There will be a memorial meeting honoring Bernie Siegel, extraordinary attorney and past chair of the Criminal Justice Section, Monday, at 4 p.m., in Room 653 City Hall. A reception in the City Hall law library will follow.
Bernie’s obituary appeared today on philly.com
Bernard L. Siegel, 73, criminal lawyer, educator
By Sally A. Downey
Inquirer Staff Writer
Bernard L. Siegel, 73, of Northeast Philadelphia, a criminal lawyer and educator, died Tuesday, Jan. 17, of pancreatic cancer at Manor Care in Huntingdon Valley.
After establishing a law practice in Center City in 1986, Mr. Siegel represented clients charged with robbery, rape, homicide, corruption, and embezzlement and was involved in several high-profile cases.
In 1997, he was the attorney for Herbert Haak in the “Center City jogger” murder trial.
On Nov. 2, 1995, Kimberly Ernest, 26, was found fatally beaten in a stairwell at 21st and Pine Streets. Police said she had been on an early-morning jog.
Haak and Robert Wise were quickly arrested and charged with her murder.
At the trial, Mr. Siegel and Jack McMahon, Wise’s attorney, argued that key physical evidence – sperm, hair, and scrapings found under Ernest’s fingernails – did not match either Haak or Wise.
The prosecution’s case hinged on statements in which Haak and Wise ostensibly confessed to detectives.
Mr. Siegel and McMahon argued that their clients’ statements were obtained under psychological and physical pressure in the “darkness and the quiet and hidden recesses of the Police Department” because the police did not audiotape or videotape them.
The jury deliberated less than three hours before finding Haak and Wise not guilty of murder, rape, kidnapping, criminal conspiracy, and possession of a weapon.
After the trial, Mr. Siegel told The Inquirer the jury’s swift verdict was a “statement to the city and to the Police Department. There was no evidence against our clients.”
Mr. Siegel was a defense lawyer and an assistant district attorney in Erie before becoming a special prosecutor in the Pennsylvania Attorney General’s Office in Philadelphia in 1977. From 1978 to 1985, he was an assistant district attorney and deputy in charge of investigations for District Attorney Ed Rendell.
Mr. Siegel served on the Pennsylvania Crime Commission; was chairman of the criminal-justice section of the Philadelphia Bar Association; and was on the Pennsylvania Supreme Court Criminal Procedural Rules Committee.
For 10 years, he was an adjunct professor of law at La Salle University and, since 1995, had taught advanced criminal-trial advocacy at what is now Temple University’s Beasley School of Law. He was on the faculty of the Federal Law Enforcement Training Center, teaching six seminars a year. He also conducted seminars for the National College of District Attorneys, the Pennsylvania Bar Institute, and other professional organizations. He was a contributor to the books Pennsylvania Grand Jury Practiceand By No Extraordinary Means.

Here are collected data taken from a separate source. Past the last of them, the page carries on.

Issue #308, opened 2016-02-04
Micropurchase candidate: Load project/line items from previous week when opening a current week's timesheet


porta-antiporta:
From week to week, chances are the projects a user is logging to changes very little.
However, currently when a new timesheet is opened, it starts out blank.
Users have to add in each line item again; and this often leads to people asking for a search function (search for "search" in #tock).  Search can be a pretty complex feature to develop.

If we come back to the original assumption: week to week projects a user logs time to changes very little; a natural enhancement is for the current timesheet to default with the projects from last week's timesheet when opened for the first time (rather than being blank).

*_Acceptance Criteria:_*

* When the user opens a **new** timesheet the timesheet is pre-populated with the previous week's projects.
 * Only the projects are carried over, the hours and snippets (for the General project) are blank.
* When the user opens a **saved** timesheet the timesheet does not pre-populate with the previous week's projects (i.e. the saved timesheet is not overwritten with last week's projects when re-opened)
*  A user can remove line items from an **unsubmitted** (i.e a new or saved) timesheet.  (One may argue scope creep here, but without the ability to delete a line item, this feature becomes unusable).
*  A user can add line items to an **unsubmitted** timesheet.  (This is current functionality that should be preserved).

batemapf:
my concerns are over "autopilot".  do we run the risk of folks just submitting the same time over and over again without thinking critically about it? this could be tested, of course.  would like to hear others thoughts.  @ric7694 you've been spending a lot of time with the tock data, would like to hear from you as well.

porta-antiporta:
I should clarify, it just imports the same projects.  But the *hours* are left blank.  I believe tock currently throws an error if there's a project line item with blank hours.

porta-antiporta:
ping

Is there potential for this to become a micropurchase candidate?  Or should I close the issue?

NoahKunin:
@porta-antiporta I'm thinking it's a perfect candidate for micro-purchase +1!

batemapf:
let's give it a whirl.  @allalala @adelevie please add this one to the queue.

porta-antiporta:
@allalala @adelevie in case micropurchases need a business case attached.

Back of napkin ROI (using survey data with [6 responses](https://docs.google.com/a/gsa.gov/forms/d/1Hc9IBOidYlzmJwel__itY1f_HGgbxTNDLWpWsHVLSIw/viewanalytics))
- 6 out of 6 prefer preloaded timesheets
[...]

PR #323, opened 2016-03-03
Pre-populate projects for new timecards + delete functionality

brendansudol:
This PR addresses [issue #308](https://github.com/18F/tock/issues/308) and micro-purchase [auction #15](https://micropurchase.18f.gov/auctions/15) to "Reload Tock Projects in new reporting period". 

When a user opens a reporting period timesheet that has no entries, it attempts to pre-populate the form with the projects from the last submitted timecard (if there is one). While the projects are carried over, the hours are left blank, and project entries can now be deleted for unsubmitted timecards.

One thing to note: in the spec, it states that the project pre-population should occur when a new timesheet is opened. However, this could lead to a situation where you open a new timesheet to see the projects from the last timecard (as desired), but if you then reload the page the projects would go away (because the timesheet is no longer "new" as it was created on the last request. This could perhaps be confusing to the user and for that reason, I implemented it such that the project pre-population occurs for a timesheet as long as there are no saved entries for that timesheet. This way, if you reload the page after opening a new timesheet, the projects will persist (and if you then add hours and save any of those projects, the pre-population will no longer occur and instead the saved entries will be loaded). Let me know what you think about this solution. It's a very trivial change if we want to just show the pre-populated projects only once on the initial creation.

New unit tests for this functionality can be found in `tock/hours/tests/test_views.py`.

All new code is [PEP 8](https://www.python.org/dev/peps/pep-0008/) compliant.


brendansudol:
Hi @adelevie -- just wanted to check in re: this PR. Let me know if there's any additional info I can provide.

adelevie:
Hi @brendansudol,

I was drafting this very message when you just asked that.

We accept the delivery. Thanks again for participating in micro-purchase. I'll contact you offline about payment.

brendansudol:
Haha -- I guess my :ear:s were burning :smile: Thanks for organizing!

adelevie:
Needs a rebase, @brendansudol :)

brendansudol:
survived the rebase with minimal scarring @adelevie -- let's get this puppy merged!

adelevie:
@batemapf, this awaits your approval.

brendansudol:
alright, we're ready again @adelevie and @batemapf -- it's go time!

batemapf:
woohoo! thanks @brendansudol!

porta-antiporta:
:tada:

Issue #320, opened 2016-03-01
New Feature: Total Hours Billed on Reports Screen


joshuabailes:
On the Tock Projects pages, we can see hours for 5 columns. It would be a helpful feature to also see the total number of hours billed to that tock project to date on this page as well.

So, for instance on https://tock.18f.gov/projects/195/ being able to see the total hours billed all time to date would be helpful in keeping up with labor burn rates, etc.

batemapf:
closed via #331

PR #331, opened 2016-03-10
total hours billed

dsiddy:
This PR addresses #320 by adding and displaying a new `total_hours` context variable *via* the `ProjectView` class and the `project_detail.html` template, respectively.


batemapf:
@dsiddy thanks for the contribution!

PR #631, opened 2017-06-29
WIP alternate work schedule code. DO NOT MERGE.

annalee:
## Description

Allows admins to set working hours on a user-by-user basis, so that staff on alternate work schedules don't get prompted to log 40 hours each week.

TODO:
[ ] Finish refactoring out previous, non-user-specific working hours code
  [ ] clean up old working hours on admin
  [ ] clean up old working hours tests
[ ] Add new working hours tests
[ ] Improve hours validation?

## Additional information

Include any of the following (as necessary):

* Relevant research and support documents
* Screenshot images
* Notes

PR #634, opened 2017-07-07
Skip max/min hour validation for alt. work schedule eligible users

batemapf:
## Description

Adds a new attribute on the `UserData` model to indicate eligibility for an alternative work schedule (AWS). Defaults to False. If changes to True via admin panel, users will not receive an validation error if trying to submit a timecard that does not meet the max/min criteria for a given reporting period.

This is a more basic implementation of #631.


annalee:
:shipit:

PR #636, opened 2017-07-10
bumping python version, fixing req's issue, typo

batemapf:
## Description

Fixing some issues I ran into when trying to deploy to staging.


annalee:
:shipit:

In 1988, Mr. Siegel was a founder of the Pennsylvania Association of Criminal Defense Lawyers, and in 2005 he received its Josel Advocacy Award.
He received the Justice Thurgood Marshall Award from the criminal-justice section of the Philadelphia Bar Association in 2004.
Mr. Siegel grew up in Pittsburgh and “was a die-hard Pittsburgh sports fan, especially the Steelers,” his son, Jonathan, said.
He earned a bachelor’s degree in political science from Brandeis University in 1960 and a law degree from Harvard University in 1963.
An avid reader who loved crossword puzzles and sudoku, Mr. Siegel enjoyed cooking and going to the movies and theater, his son said.
Besides his son, he is survived by a daughter, Sharon Sinder; two brothers; two granddaughters; and his former wife, Marcia Rapp.
A memorial service is scheduled for 4 p.m. Monday, Feb. 13, in Room 653, City Hall, Philadelphia.
Donations may be made to Pennsylvania Association of Criminal Defense Lawyers (PACDL), 115 State St., Harrisburg, Pa. 17101 for a fund in Mr. Siegel’s memory to be used for continuing education for trial lawyers involved in death-penalty cases.